▶ **REQUIREMENT**
Could you find each line of the data below that contains the word "audioTags" and copy those lines?

*** Opening of PROVIDED RECORDS ***

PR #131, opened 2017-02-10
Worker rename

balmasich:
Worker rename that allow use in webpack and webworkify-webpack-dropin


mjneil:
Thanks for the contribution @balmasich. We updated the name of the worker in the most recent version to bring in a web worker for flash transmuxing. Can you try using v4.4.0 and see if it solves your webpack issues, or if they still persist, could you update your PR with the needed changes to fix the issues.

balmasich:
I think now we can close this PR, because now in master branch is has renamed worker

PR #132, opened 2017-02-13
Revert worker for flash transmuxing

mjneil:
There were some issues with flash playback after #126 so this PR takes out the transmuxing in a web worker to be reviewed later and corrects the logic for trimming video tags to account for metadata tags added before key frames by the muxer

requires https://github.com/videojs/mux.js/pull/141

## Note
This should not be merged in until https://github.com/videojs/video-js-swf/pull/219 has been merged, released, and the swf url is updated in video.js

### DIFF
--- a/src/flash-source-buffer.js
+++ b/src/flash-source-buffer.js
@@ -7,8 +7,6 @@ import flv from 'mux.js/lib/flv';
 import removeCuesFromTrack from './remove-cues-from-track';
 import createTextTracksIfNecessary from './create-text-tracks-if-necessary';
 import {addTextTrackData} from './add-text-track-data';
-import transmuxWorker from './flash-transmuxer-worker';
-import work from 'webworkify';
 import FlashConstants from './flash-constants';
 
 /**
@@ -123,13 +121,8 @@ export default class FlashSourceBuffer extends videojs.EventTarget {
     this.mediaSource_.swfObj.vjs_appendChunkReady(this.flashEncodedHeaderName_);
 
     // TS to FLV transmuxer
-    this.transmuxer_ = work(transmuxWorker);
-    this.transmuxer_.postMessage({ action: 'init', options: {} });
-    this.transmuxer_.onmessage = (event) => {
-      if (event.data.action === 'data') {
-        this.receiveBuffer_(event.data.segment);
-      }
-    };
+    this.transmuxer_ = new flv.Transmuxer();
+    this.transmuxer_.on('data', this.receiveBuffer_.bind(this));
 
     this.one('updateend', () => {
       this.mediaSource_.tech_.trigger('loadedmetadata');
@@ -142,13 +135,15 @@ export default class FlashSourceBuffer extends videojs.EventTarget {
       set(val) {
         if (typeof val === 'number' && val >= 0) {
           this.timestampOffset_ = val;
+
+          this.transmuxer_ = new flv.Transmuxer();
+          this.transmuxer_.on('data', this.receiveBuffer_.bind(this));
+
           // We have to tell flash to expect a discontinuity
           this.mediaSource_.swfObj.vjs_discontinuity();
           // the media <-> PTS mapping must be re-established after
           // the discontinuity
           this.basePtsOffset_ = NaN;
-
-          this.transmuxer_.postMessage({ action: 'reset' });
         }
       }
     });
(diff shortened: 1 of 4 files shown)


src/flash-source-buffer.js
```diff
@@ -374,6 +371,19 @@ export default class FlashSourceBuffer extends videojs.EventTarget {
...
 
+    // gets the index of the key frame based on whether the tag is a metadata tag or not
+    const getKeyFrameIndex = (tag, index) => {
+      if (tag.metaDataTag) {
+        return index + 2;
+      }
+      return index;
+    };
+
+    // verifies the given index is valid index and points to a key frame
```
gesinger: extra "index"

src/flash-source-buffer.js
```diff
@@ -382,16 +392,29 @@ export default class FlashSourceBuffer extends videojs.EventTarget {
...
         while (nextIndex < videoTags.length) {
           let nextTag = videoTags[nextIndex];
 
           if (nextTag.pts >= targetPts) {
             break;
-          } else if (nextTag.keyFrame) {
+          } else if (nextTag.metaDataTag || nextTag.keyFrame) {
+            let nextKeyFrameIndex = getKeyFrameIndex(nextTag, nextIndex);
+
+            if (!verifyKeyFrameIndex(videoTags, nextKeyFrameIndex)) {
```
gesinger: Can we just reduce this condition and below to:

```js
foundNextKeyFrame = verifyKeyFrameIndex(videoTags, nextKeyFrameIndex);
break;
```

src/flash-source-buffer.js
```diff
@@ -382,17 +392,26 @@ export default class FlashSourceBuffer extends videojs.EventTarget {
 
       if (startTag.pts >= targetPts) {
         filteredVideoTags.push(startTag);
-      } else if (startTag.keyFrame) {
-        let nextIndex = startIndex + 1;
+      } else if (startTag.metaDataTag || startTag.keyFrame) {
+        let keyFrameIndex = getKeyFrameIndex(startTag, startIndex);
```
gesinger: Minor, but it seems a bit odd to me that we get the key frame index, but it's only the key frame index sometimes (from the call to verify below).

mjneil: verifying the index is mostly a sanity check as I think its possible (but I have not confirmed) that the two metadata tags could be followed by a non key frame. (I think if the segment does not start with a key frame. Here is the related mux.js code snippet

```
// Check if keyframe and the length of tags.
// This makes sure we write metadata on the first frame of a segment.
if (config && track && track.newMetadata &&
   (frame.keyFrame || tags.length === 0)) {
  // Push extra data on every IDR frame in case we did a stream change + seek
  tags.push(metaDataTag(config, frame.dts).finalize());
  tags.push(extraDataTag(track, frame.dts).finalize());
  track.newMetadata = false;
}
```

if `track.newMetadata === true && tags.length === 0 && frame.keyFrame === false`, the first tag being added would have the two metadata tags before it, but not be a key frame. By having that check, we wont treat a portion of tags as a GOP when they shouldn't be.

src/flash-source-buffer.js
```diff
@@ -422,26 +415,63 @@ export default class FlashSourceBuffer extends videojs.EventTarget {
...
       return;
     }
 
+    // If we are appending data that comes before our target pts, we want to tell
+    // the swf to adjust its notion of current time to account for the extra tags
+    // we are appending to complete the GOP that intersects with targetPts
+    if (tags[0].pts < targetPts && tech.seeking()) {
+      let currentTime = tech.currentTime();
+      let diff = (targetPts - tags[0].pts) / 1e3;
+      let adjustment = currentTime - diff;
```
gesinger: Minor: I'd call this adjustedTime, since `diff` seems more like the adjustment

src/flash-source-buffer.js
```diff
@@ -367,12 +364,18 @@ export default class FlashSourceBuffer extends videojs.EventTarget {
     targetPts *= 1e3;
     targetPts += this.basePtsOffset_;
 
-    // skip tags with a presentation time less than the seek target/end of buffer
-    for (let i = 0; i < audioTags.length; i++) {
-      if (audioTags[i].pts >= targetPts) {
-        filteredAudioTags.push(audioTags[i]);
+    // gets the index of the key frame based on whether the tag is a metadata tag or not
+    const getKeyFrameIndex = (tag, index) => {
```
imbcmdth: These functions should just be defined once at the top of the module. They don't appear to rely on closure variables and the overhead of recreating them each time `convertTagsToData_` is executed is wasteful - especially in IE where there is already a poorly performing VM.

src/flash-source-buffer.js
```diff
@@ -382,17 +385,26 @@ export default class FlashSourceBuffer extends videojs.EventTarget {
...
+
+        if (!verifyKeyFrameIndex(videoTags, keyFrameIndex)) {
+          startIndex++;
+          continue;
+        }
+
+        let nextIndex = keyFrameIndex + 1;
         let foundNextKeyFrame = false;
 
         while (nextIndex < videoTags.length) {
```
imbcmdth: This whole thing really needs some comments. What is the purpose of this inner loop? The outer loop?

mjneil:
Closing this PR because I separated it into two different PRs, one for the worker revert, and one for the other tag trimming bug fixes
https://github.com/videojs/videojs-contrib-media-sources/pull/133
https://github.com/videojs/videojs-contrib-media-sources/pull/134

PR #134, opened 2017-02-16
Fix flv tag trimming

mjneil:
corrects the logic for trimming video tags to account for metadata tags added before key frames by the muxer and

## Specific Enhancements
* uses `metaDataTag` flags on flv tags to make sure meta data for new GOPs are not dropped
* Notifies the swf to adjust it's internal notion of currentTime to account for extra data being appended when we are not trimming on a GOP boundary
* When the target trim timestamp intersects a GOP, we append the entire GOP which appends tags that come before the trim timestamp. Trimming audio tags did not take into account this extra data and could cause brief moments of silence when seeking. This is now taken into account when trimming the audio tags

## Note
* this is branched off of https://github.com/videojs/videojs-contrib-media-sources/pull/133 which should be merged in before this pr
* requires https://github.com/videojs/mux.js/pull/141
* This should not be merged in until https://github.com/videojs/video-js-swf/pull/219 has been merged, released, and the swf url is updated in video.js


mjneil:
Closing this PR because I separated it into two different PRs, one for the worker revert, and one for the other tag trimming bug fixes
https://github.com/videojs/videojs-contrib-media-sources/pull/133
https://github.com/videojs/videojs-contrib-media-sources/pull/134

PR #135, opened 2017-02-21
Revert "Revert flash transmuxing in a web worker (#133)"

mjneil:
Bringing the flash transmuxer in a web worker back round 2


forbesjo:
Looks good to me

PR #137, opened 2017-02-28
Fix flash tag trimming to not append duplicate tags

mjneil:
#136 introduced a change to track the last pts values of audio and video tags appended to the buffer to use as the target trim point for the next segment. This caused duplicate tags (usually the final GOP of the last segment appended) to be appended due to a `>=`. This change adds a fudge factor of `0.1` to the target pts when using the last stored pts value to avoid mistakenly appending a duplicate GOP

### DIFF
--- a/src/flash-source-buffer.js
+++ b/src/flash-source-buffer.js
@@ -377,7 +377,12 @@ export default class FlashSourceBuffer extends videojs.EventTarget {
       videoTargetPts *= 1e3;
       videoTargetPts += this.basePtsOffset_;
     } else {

*** Close of PROVIDED RECORDS ***

▶ **RESULT OF THIS EXERCISE**
-    for (let i = 0; i < audioTags.length; i++) {
-      if (audioTags[i].pts >= targetPts) {
-        filteredAudioTags.push(audioTags[i]);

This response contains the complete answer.